Most of the ways we measure the economic and social health of a community today are flawed because they focus only on outcomes rather than the underlying processes that make or break local economic vitality. Instead of merely measuring how much money is made (which is what the old measure, GDP, does), regenerative development strategies seek to capture the overall flow of human activities--economic, cultural, and social--within a community and its place in the larger network of these interactions outside its boundaries.  The next step is to support ways to remove bottlenecks to those flows that might strengthen those networks. This strategy validates what many researchers have long observed and local residents have intuitively recognized makes their communities thrive.
 
Today we often look to the wrong measures to tell us if a community is prospering.  For example, for many municipalities, a common, closely watched, economic measure is sales tax revenues. If viewed through that lens alone, the strip malls along Tottenville's Page Avenue are an economic miracle. But sales tax dollars don't tell the whole story.  In contrast, new measures of regenerative vitality look at the overall flows in a community, including how government revenues are used, and how business revenues are generated, and how much they contribute to the overall health of the local economic network.

These regenerative measures look at how many of the businesses' activities that generate sales tax are constructive (that is, they add value to the community in some way, like a grocery store or doctor) versus destructive (for example, they fail to pay a living wage).  They measure how many of a company's purchases, expenditures, and profits stay in the community in ways that generate more good, local jobs and opportunities, versus how much are extractive (for example, sent off to some distant headquarters).

Different size businesses are designed to serve different size needs—for example a small, local bank is better designed to serve small-scale local commercial needs than a mega-bank.
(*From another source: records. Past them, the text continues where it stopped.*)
Issue #2934, opened 2020-11-23
eldoc-mode disabled, global-eldoc-mode ignored.


convexstrictly:
I upgraded to emacs 27.1 and cider 20201122.1448.  For some reason, eldoc-mode is always nil before and after jack-in.  global-eldoc-mode is t.  However until I enable eldoc-mode, I don't see any function signatures in the minibuffer.  

System Information
```
;; CIDER 1.0.0snapshot (package: 20201122.1448), nREPL 0.8.3
;; Clojure 1.10.1, Java 13

Linux desktop 4.4.0-194-generic #226-Ubuntu SMP Wed Oct 21 10:19:36 UTC 2020 x86_64 x86_64 x86_64 GNU/Linux

```

I even reduced my .emacs to just the following lines to ensure it wasn't some side-effect of some other configuration that was causing these problems.

```
(package-initialize)
(add-to-list 'package-archives 
	     '("melpa" . "http://melpa.org/packages/")
	     '("marmalade" . "http://marmalade-repo.org/packages/"))

(eval-when-compile
  (require 'use-package))
```

bbatsov:
I'm guessing this might be something to do with the eldoc setup function:

```
(defun cider-eldoc-setup ()
  "Setup eldoc in the current buffer.
eldoc mode has to be enabled for this to have any effect."
  ;; Emacs 28.1 changes the way eldoc is setup.
  ;; There you can have multiple eldoc functions.
  (if (boundp 'eldoc-documentation-functions)
      (add-hook 'eldoc-documentation-functions #'cider-eldoc nil t)
    (setq-local eldoc-documentation-function #'cider-eldoc))
  (apply #'eldoc-add-command cider-extra-eldoc-commands))
```

I'll investigate this further when I can.

bbatsov:
Btw, I can't reproduce this issue on Emacs 27. Everything works fine for me with only `global-eldoc-mode` enabled.

pdbrown:
I noticed this too, on Emacs 28: Before cider starts, clojure-mode buffers don't have eldoc as expected. Once cider is running, new buffers enable eldoc, also as expected. But after starting cider, we run `cider-enable-on-existing-clojure-buffers`, which does `cider-eldoc-setup` but doesn't retrigger `turn-on-eldoc-mode`.

PR #3008, opened 2021-04-21
Enable eldoc-mode in existing clojure buffers

pdbrown:
Fixes https://github.com/clojure-emacs/cider/issues/2934

### DIFF
--- a/cider-connection.el
+++ b/cider-connection.el
@@ -261,7 +261,18 @@ See command `cider-mode'."
   (add-hook 'clojure-mode-hook #'cider-mode)
   (dolist (buffer (cider-util--clojure-buffers))
     (with-current-buffer buffer
-      (cider-mode +1))))
+      (cider-mode +1)
+      ;; In global-eldoc-mode, a new file-visiting buffer calls
+      ;; `turn-on-eldoc-mode' which enables eldoc-mode if it's supported in that
+      ;; buffer as determined by `eldoc--supported-p'.  Cider's eldoc support
+      ;; allows new buffers in cider-mode to enable eldoc-mode.  As of 2021-04,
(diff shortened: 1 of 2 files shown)


cider-connection.el
```diff
@@ -261,7 +261,12 @@ See command `cider-mode'."
   (add-hook 'clojure-mode-hook #'cider-mode)
   (dolist (buffer (cider-util--clojure-buffers))
     (with-current-buffer buffer
-      (cider-mode +1))))
+      (cider-mode +1)
+      (when global-eldoc-mode
```
bbatsov, line 265: I'm really puzzled by this part. In theory `global-eldoc-mode` should have trigged `eldoc-mode`, so it seems very weird to enable it manually if the global mode is enabled.

pdbrown: Yeah this does look very weird, so I just pushed an update to the inline comment. I looked into globalized minor modes a bit, and from what I can tell, they call their e.g. `turn-on-eldoc-mode` function when the global mode is toggled on or when new file-visiting buffers are created while it's on, and `turn-on-eldoc-mode` only actually enables eldoc-mode if `eldoc--supported-p` returns true when `turn-on-eldoc-mode` is called. So old clojure buffers did call `turn-on-eldoc-mode`, but it didn't do anything because eldoc wasn't supported before cider was enabled. Now that cider is enabled, eldoc is supported, but global minor modes won't re-run any `turn-on` functions in reponse to just enabling another minor mode (cider-mode), so we have to do it ourselves, but only if the user hasn't disabled global-eldoc-mode.

bbatsov:
Okay, that makes sense. Thanks for looking into this!

pdbrown:
No problem!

So exploring the ratio of small, medium, and large businesses also provides additional insights into how the communities human and business needs are being served. New measures even explore such qualitative factors as the "degree of mutualism," in the business community—that is, the number of predatory, "no choice," "ripoff" transactions that are occurring versus high integrity, high quality, mutually beneficial business exchanges that build trust and a sense of community, and most critically, tend to catalyze new economic and social connections. 

A locally-owned (or stakeholder-owned), locally-anchored, business can theoretically be housed either in a strip mall or on a Main Street. But pedestrian-friendly Main Streets are more likely to nurture the social fabric that supports naturally bubbling vitality, as resident and business owners are afforded more chances for interactions that lead to new insights, opportunities, and useful connections among people.

Other regenerative measures include: do the businesses pay their employees a living wage? Are they creating ongoing learning opportunities for employees to develop higher level skills? Are they providing workers with opportunities to contribute in meaningful ways to community vitality, not just to the company's bottom line? 

Regenerative development is also about trust building

Human beings are social animals and when trust among them breaks down so does the social fabric. This leads to the lack of social commitment verging on lawlessness that Tottenville HIstorian Linda Cutler Hauck is observing in Tottenville. The lawlessness is an inevitable result of reduced economic opportunities, lack of personal and business commitment to community, and a dysfunctional local governance network that seems unable to get things done.  All this leads to a pervasive sense of anxiety and malaise.  "To stay vibrant, a community needs a sufficient assortment of types of interactions to process its many needs," our Science Advisor Sally Goerner maintains. "A healthy community should be designed to effectively catalyze all the crucial interactions of life."